===== GIVEN ENTRIES =====

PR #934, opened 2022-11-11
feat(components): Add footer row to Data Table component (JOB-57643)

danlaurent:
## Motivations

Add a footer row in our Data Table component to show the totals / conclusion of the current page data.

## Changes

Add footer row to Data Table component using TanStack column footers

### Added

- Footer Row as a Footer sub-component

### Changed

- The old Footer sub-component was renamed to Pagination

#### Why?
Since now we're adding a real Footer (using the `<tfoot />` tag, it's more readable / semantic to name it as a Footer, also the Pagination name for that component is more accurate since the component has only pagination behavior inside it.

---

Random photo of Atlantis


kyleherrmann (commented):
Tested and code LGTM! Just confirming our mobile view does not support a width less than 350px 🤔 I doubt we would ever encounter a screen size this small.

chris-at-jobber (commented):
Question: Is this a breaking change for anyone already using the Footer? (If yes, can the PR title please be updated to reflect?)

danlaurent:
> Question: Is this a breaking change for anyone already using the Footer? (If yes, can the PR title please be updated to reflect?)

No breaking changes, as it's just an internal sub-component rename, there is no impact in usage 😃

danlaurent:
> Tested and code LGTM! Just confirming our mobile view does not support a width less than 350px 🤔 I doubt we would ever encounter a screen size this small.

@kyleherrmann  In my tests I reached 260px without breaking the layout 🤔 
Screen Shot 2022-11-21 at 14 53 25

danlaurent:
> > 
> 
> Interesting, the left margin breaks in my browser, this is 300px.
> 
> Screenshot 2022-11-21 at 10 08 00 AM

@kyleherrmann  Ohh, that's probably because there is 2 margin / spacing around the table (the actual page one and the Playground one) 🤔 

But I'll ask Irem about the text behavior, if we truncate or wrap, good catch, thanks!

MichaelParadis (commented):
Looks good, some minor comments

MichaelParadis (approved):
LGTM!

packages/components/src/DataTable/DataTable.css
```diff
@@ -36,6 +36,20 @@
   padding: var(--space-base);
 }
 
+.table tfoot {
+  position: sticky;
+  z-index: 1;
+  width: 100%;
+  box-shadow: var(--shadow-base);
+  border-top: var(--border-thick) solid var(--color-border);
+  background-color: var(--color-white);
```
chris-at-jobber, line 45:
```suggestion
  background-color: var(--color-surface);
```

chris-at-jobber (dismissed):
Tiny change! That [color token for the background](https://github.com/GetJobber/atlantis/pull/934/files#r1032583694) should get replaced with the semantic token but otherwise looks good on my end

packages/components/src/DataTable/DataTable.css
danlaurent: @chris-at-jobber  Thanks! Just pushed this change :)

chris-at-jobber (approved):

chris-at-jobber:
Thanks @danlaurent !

=====
===== GIVEN ENTRIES =====

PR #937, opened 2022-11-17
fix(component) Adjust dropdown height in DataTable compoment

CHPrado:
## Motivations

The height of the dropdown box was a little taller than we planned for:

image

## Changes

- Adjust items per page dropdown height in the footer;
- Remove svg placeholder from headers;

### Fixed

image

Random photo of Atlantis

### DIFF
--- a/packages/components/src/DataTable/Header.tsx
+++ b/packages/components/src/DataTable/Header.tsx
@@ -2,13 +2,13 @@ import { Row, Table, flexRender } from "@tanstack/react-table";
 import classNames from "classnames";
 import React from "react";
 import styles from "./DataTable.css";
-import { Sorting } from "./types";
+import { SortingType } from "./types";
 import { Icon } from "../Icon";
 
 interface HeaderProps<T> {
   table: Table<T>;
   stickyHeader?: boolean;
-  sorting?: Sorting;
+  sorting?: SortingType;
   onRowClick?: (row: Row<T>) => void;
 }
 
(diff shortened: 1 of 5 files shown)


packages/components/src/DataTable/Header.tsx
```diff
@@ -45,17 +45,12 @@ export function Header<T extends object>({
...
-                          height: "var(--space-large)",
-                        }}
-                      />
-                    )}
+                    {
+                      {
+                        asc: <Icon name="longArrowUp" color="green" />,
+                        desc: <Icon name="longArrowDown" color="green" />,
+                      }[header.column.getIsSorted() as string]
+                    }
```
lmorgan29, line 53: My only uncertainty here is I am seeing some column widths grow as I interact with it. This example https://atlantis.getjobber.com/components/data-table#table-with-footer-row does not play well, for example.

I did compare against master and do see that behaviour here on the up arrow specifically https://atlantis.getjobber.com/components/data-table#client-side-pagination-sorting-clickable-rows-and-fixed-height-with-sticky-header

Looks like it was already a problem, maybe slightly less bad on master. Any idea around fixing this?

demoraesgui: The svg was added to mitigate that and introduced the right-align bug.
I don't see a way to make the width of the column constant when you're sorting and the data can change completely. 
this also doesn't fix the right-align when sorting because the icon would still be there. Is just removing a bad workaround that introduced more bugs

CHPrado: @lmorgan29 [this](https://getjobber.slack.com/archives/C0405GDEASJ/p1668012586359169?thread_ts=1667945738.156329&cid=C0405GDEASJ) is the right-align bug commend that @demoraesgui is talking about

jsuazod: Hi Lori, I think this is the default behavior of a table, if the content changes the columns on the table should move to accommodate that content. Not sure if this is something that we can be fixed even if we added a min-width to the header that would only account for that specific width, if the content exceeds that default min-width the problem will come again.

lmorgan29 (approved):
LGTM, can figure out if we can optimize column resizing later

=====

PROBLEM DETAILS
All lines that include the word "green" must be copied from the material above.

OUTPUT OF THE EXERCISE
+                        asc: <Icon name="longArrowUp" color="green" />,
+                        desc: <Icon name="longArrowDown" color="green" />,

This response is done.